══ Provided material
PR #1650, opened 2022-03-09
add cache for charset

buzuosheng:


miwnwski:
Is this a performance issue really worth caching? Do you have any benchmarks to provide?

PR #1653, opened 2022-03-25
ci: ci update

xtx1130:
update gitlab ci for koa repo

### DIFF
--- a/.github/workflows/node.js.yml
+++ b/.github/workflows/node.js.yml
@@ -2,18 +2,23 @@ name: Node.js CI
 
 on:
   push:
-    branch: master
+    paths-ignore:
+      - 'docs/**'
+      - '*.md'
   pull_request:
-    branch: master
+    paths-ignore:
+      - 'docs/**'
+      - '*.md'
 
 jobs:
   build:
 
-    runs-on: ubuntu-latest
+    runs-on: ${{ matrix.os }}
 
     strategy:
       matrix:
         node-version: [12.x, 14.x, 16.x]
+        os: [macos-latest, ubuntu-latest, windows-latest]
 
     steps:
     - uses: actions/checkout@v2
--- a/.gitignore
+++ b/.gitignore
@@ -5,3 +5,4 @@ npm-debug.log
 .idea
 *.iml
 dist
+yarn.lock


xtx1130:
Is anyone here for code review?

.github/workflows/node.js.yml
```diff
@@ -2,18 +2,23 @@ name: Node.js CI
...
 
 jobs:
   build:
 
-    runs-on: ubuntu-latest
+    runs-on: ${{ matrix.os }}
 
     strategy:
       matrix:
         node-version: [12.x, 14.x, 16.x]
```
3imed-jaberi, line 20: I think soon we will drop the 12.x version and we will support 14+ or maybe drop 14.x also and support 16+!!

3imed-jaberi (approved):
+1

.github/workflows/node.js.yml
xtx1130: Yes, I think when 12.x is outdated, we can add 17.x in ci

miwnwski: I don't think Koa 2 will drop any major version support. If we're following semver that would be a major break.

.github/workflows/node.js.yml
```diff
@@ -2,18 +2,23 @@ name: Node.js CI
...
+        os: [macos-latest, ubuntu-latest, windows-latest]
```
miwnwski, line 21: I ask myself, is this really necessary? :) We're not compiling anything, if node works on the platform, Koa will too. Just seems like more work for no real benefit? Do you have a different opinion here or am I missing something maybe?

miwnwski:
I'll close this unless you feel strongly about this or I'm missing something. Don't hesitate to reopen but right now I don't see the need to test Koa on multiple platforms.

.github/workflows/node.js.yml
xtx1130: Node v12.x is END-OF-LIFE now, and node v18.x will be active LTS in 2022/10/18. I think it is necessary to update ci version to consistent with nodejs releases

.github/workflows/node.js.yml
xtx1130: Nodejs has some APIs that return inconsistent results between win and other platforms(such as path). I think add these platforms can prevent some cross-platform bugs from happening.

PR #1658, opened 2022-04-02
Fix all linter warnings

3imed-jaberi:
Fix all linter warnings.


miwnwski (approved):
If we're sticking to this linter rule, then I'm OK with this!

Issue #1672, opened 2022-06-10
[fix] Setter of `request.query` does not save array when length of the array is 1


3jins:
## Describe the bug

**Node.js version:** 16.10.0

**OS version:** Mac OS Monterey 12.3.1 (It doesn't matter...)

**Description:** 

## Actual behavior

Setter of `request.query` saves single element instead of the array.

[Setter of `request.query` uses `qs.stringify`](https://github.com/koajs/koa/blob/master/lib/request.js#L186) to save the input to `request.querystring`, and it would be converted into the form like `key=value1&key=value2`.
But when array size is 1, it becomes unable to know whether it's array or string since it would be saved as `key=value1`.
So preprocessing would be necessary I think.

## Expected behavior

An array should be saved as I passed.

## Code to reproduce

```typescript
  ctx.query = { tagIdList: ['abcd'] };
  console.log(ctx.query); // It prints out { tagIdList: 'abcd' }
```

miwnwski:
A solution was proposed in PR https://github.com/koajs/koa/pull/1673

However, I'm tentatively holding any approvals as I judge this to require a semver major bump, in which case Koa could benefit from other changes as well.

kravorkid:
@miwnwski Is there a v3 branch somewhere and a roadmap where we can help on some features ?

jonathanong:
koa is just using the official querystring library

PR #1673, opened 2022-06-11
fix: Add brackets to querystring to clarify it's array (#1672)

3jins:
If length of array is 1, it was being recognized as a string, not an array.

- AS-IS:
  { colors: ['black', 'mustard'] } -> colors=black&colors=mustard
  { colors: ['black'] } -> colors=black
- TO-BE:
  { colors: ['black', 'mustard'] } -> colors[]=black&colors[]=mustard
  { colors: ['black'] } -> colors[]=black

Added qs dependency for this fix.

## Checklist

- [ ] I have written a commit message that passes commitlint linting.


miwnwski (commented):
I'm for this change, however I fear this can break a lot of applications because users might rely on current behaviour today. I wouldn't be comfortable releasing this under Koa 2.x

miwnwski (approved):
LGTM

Seems like a decent change but I'm going to let other maintainers decide on this one.

3jins:
Is anyone willing to merge this PR?
I don't have write access so that I cannot merge this.

3imed-jaberi (commented):
@miwnwski From my side, in theory yes we can merge this PR now since we are on[ v3-alpha](https://github.com/koajs/koa/blob/master/package.json#L3). 

But we need to make it flexible because we have many strategies here and we don't push one over the other, let's prevent breaking changes

```js
qs.stringify({ a: ['b', 'c'] }, { arrayFormat: 'indices' })
// 'a[0]=b&a[1]=c'
qs.stringify({ a: ['b', 'c'] }, { arrayFormat: 'brackets' })
// 'a[]=b&a[]=c'
qs.stringify({ a: ['b', 'c'] }, { arrayFormat: 'repeat' })
// 'a=b&a=c'
qs.stringify({ a: ['b', 'c'] }, { arrayFormat: 'comma' })
// 'a=b,c'
```

cc: @fengmk2 🤔?!

andrew0:
Please can we not introduce `qs` to Koa... it's one of the things I wanted to escape from Express. The behavior is very unusual compared to my experience with other web frameworks and makes working with the query object a pain. Any query value could be either a string, an array of strings, or an object, and these arrays/objects can also be nested. So all query values accesses need to be overly defensive, or just call `.toString()` and accept that sometimes you might be getting `[object Object]` as a value.

The "bug" that this is fixing doesn't really seem like a problem to me. I think it's reasonable to assume that `ctx.request.query` will never have any values that are single-value arrays, and that you should always expect that it could be either a string or an array of strings. As far as I can tell, the only situation that this is "fixing" is if you are modifying the request's query object in middleware, setting its value to something that Node's built-in querystring parser would never produce, and you want the rest of your middleware to be able to access `ctx.request.query` while assuming certain values are an array without checking. Adding non-standard syntax to the query string to support this edge case feels like a hack.

jonathanong:
`qs` was intentionally not added to koa because it's very opinionated and has both performance and security issues. you can make your own plugin that defines `ctx.qs` or something. we should actually be moving to URLSearchParams

PR #25, opened 2020-04-08
Fix race condition when getting task status

icedevml:


drakcore/drakcore/app.py
```diff
@@ -79,14 +80,15 @@ def graph(task_uid):
...
-        obj = minio.stat_object("drakrun", task_uid + "/syscall.log")
-    except NoSuchKey:
-        # TODO consult karton if the task is actually running?
-        return jsonify({"status": "pending"})
+    tasks = rs.keys("karton.task:*")
+
+    for task_key in tasks:
+        task = json.loads(rs.get(task_key))
+
+        if task["root_uid"] == str(task_uid) and task["status"] != "Finished":
```
chivay, line 88: What's the purpose of `str(task_uid)`?. It seems that it's already a `str`

icedevml: true, fixed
════
(What the exercise asks)
Pull every line containing "master" from the entries above and copy it.

(Result of this exercise)
-    branch: master
-    branch: master
[Setter of `request.query` uses `qs.stringify`](https://github.com/koajs/koa/blob/master/lib/request.js#L186) to save the input to `request.querystring`, and it would be converted into the form like `key=value1&key=value2`.
@miwnwski From my side, in theory yes we can merge this PR now since we are on[ v3-alpha](https://github.com/koajs/koa/blob/master/package.json#L3). 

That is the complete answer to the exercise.